Denise Hynd

"Let us support one another, not just in philosophy but in action, for the sake of freedom for all women to choose exactly how and by whom, if by anyone, our bodies will be handled."

- Linda Hes

----- Original Message ----- From: <[EMAIL PROTECTED]>
To: <[EMAIL PROTECTED]>
Sent: Friday, August 12, 2005 8:30 AM
Subject: ACM Advocacy Update 11 August 2005






AUSTRALIAN COLLEGE  OF  MIDWIVES

Advocacy Update

11 August 2005



Federal Health Minister requested to consider Medicare Numbers for Midwives



Leader of the Australian Democrats, Senator Lyn Allison and Barb Vernon from
the ACM met yesterday with Federal Minister for Health Tony Abbott.  The
meeting focused on three related issues:

1.      the ongoing problem of a lack of professional indemnity for
midwives,

2.      the lack of access for midwives to public funding for their
professional services (i.e. Medicare Provider Numbers), and

3. the ACM <http://www.pc.gov.au/study/healthworkforce/subs/sub099.pdf>
's submission to the Productivity Commission Inquiry into the Health
Workforce.



Senator Allison opened the meeting by outlining the negative effects on
women of an ongoing lack of access to indemnity for midwives.  There was
discussion about whether the Medical Indemnity Act, which provides for
subsidies to doctor's indemnity premiums and for the payment of 50% of
successful claims above $2m, would apply to midwives if they were able to
secure an indemnity policy. The Minister indicated the Act relates only to
doctors.  Mr Abbott reiterated his view that there is no role for the
Commonwealth in assisting midwives to gain indemnity because 98% of midwives have indemnity through their employer, and because the Commonwealth is not a
provider of insurance.



Barb Vernon summarised the pressures facing rural maternity services.  She
flagged the benefits that would arise if the federal government supported
midwives to provide private midwifery services to women, especially in
communities that currently lack maternity care, by providing access to
Medicare rebates for relevant services. The Minister identified that he was
prepared to consider ways in which midwives services might be supported
through midwives being employed by a GP or specialist obstetrician, whose
insurance would cover the midwives work.
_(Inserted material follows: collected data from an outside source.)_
PR #1720, opened 2023-05-05
Block or cancel tasks on bulk creation

goose-life:
image

image

image

image

### DIFF
--- a/indigo/bulk_creator.py
+++ b/indigo/bulk_creator.py
@@ -1148,11 +1148,29 @@ Possible reasons:
         task.code = task_type
         task.created_by_user = self.user
 
-        # need to save before assigning workflow because of M2M relation
+        # save the task before updating it
         task.save()
+        self.update_task(task, task_type)
+
+        return task
+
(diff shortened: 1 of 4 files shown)


indigo/bulk_creator.py
```diff
@@ -819,10 +833,14 @@ def link_amendment_passive(self, row):
         if not amending_work:
             return self.create_task(row.work, row, task_type='link-amendment-passive')
 
-
         if self.dry_run:
             row.relationships.append(f'Amended by {amending_work}')
-            row.notes.append("An 'Apply amendment' task will be created on this work")
+            note = "An 'Apply amendment' task will be created on this work"
+            if self.cancel_amendment_tasks:
+                note += ' and CANCELLED'
```
longhotsummer, line 840: Why not simply not create the task? So skip, rather than cancel?

goose-life: We'd rather have a record of the task having been created in the system, so that it can be discussed, reopened if needed, or just commented on.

This option was not advanced by
either Senator Allison or Barb Vernon, but was one the Minister thought of
in wanting to ensure any moves in this area fit within existing policy
arrangements.



Senator Allison proposed that it would be important in any new arrangement
for midwives to have direct access to public funding and indemnity, and for
women to have direct access to midwives. The Minister suggested that it
might be possible to develop a model similar to that currently used for the Medicare allied health and dental care initiative. This initiative involves
GPs referring a person to certain allied health professionals and, where
certain conditions have been met, the allied health professional has a
Medicare provider number.  The Minister has committed to providing more
information on this issue



Barb Vernon proposed that the government should analyse existing Medicare
payments for maternity services, which have been rising on a per birth basis over the past 10 years, and summarised evidence of over-servicing of healthy
women by obstetricians. She also summarised the key argument in the ACM's
submission to the Productivity commission that the skill mix in maternity
services is currently unsustainable, and that we need to reserve the skills
of obstetricians for the minority of women who need obstetric care and
expand the role of midwives in providing primary care to the healthy
majority of women.  The Minister did not agree with this argument, and
represented obstetricians as being the ideal provider of maternity care
given their ability to provide care to both healthy women and those with
complications.



The Minister acknowledged at the end of the meeting that there is merit in
the proposal that there should be a national maternity services policy, in
light of the fact that through its Medicare contributions, the Commonwealth is a major player in the provision of maternity care across both the public
and private sectors.  He did not, however, commit to developing a policy.



The College acknowledges with thanks the invitation from Senator Lyn Allison
to accompany her to this meeting, and her ongoing interest in finding
solutions to the problems affecting midwives and women.